Occupational Safety and Health Administration (“OSHA”) recordkeeping requirements at 29 CFR Part 1904 mandate covered employers record certain work-related injuries and illnesses on their OSHA 300 log forms. On April 10, 2020, OSHA issued additional guidance for employers on their obligations to record COVID-19 cases.
Prior to this guidance, OSHA stated that COVID-19 cases may be recordable if a worker is infected as a result of performing work-related duties. Therefore, employers would need to record COVID-19 cases if all of the following conditions are met:
1. The case is a confirmed case of COVID-19;
2. The case is work-related (as defined by 29 CFR 1904.5); and
3. The case involves one or more of the general recording criteria set forth in 29 CFR 1904.7 (“such as medical treatment beyond first aid or days away from work”).
COVID-19’s contagiousness and other characteristics often makes it difficult to determine whether transmission resulted from workplace exposure, rather than exposure from family, external social gatherings, or a number of other reasons.
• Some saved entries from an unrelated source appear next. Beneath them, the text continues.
PR #4166, opened 2023-10-26
Update web3js 4 With Injected provider

yann300:
should fix sending tx with injected & walletconnect.

### DIFF
--- a/apps/remix-ide/src/blockchain/blockchain.tsx
+++ b/apps/remix-ide/src/blockchain/blockchain.tsx
@@ -962,7 +962,7 @@ export class Blockchain extends Plugin {
       cb(null, txResult, address, returnValue)
     } catch (error) {
       if (this.isInjectedWeb3()) {
-        let errorObj = error.replace('Returned error: ', '').replace('error: ', '')
+        const errorObj = error.replace('Returned error: ', '').replace('error: ', '')
         if (errorObj) {
           const compiledContracts = await this.call('compilerArtefacts', 'getAllContractDatas')
           const injectedError = txExecution.checkError({ errorMessage: errorObj }, compiledContracts)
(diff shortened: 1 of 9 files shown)


apps/remix-ide/src/blockchain/blockchain.tsx
```diff
@@ -962,11 +962,10 @@ export class Blockchain extends Plugin {
...
     } catch (error) {
       if (this.isInjectedWeb3()) {
-        let errorObj = error.replace('Returned error: ', '')
-        errorObj = JSON.parse(errorObj)
-        if (errorObj.errorData) {
+        const errorObj = error.replace('Returned error: ', '').replace('error: ', '')
+        if (errorObj) {
           const compiledContracts = await this.call('compilerArtefacts', 'getAllContractDatas')
-          const injectedError = txExecution.checkError({ errorMessage: errorObj.error, errorData: errorObj.errorData }, compiledContracts)
+          const injectedError = txExecution.checkError({ errorMessage: errorObj }, compiledContracts)
```
yann300, line 968: Check custom error.

apps/remix-ide/src/blockchain/providers/injected.ts
```diff
@@ -29,16 +33,16 @@ export class InjectedProvider {
...
-    this.executionContext.web3().eth.getGasPrice(cb)
+    this.executionContext.web3().eth.getGasPrice().then((result => cb(null, result)))
   }
 
   signMessage (message, account, _passphrase, cb) {
     const messageHash = hashPersonalMessage(Buffer.from(message))
     try {
       message = isHexString(message) ? message : Web3.utils.utf8ToHex(message)
-      this.executionContext.web3().eth.personal.sign(message, account, (error, signedData) => {
+      this.executionContext.web3().eth.personal.sign(message, account).then((error, signedData) => {
```
ioedeveloper, line 43: This change can be an async await call, since it is in a try catch statement. That way we eliminate duplicate catch functions. Just a suggestion, it doesn't need to be changed.

ioedeveloper (approved):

In the new guidance, OSHA states that employers in the healthcare industry, emergency response organizations, and correctional institutions must continue to make work-relatedness determinations. However, OSHA will not enforce its record keeping requirements for other employers to make the same work-relatedness determinations, except where:
1. There is objective evidence that a COVID-19 case may be work-related; and
2. The evidence was reasonably available to the employer.
The updated guidance offers as an example of objective evidence of work-relatedness: “a number of cases developing among workers who work closely together without an alternative explanation.” In addition, the updated guidance gives as an example of “reasonably available” evidence to the employer as “information given to the employer by employees, as well as information that an employer learns regarding its employees’ health and safety in the ordinary course of managing its business and employees.”
Continue to check OSHA and the Department of Labor for updated guidance and FAQ’s during this pandemic.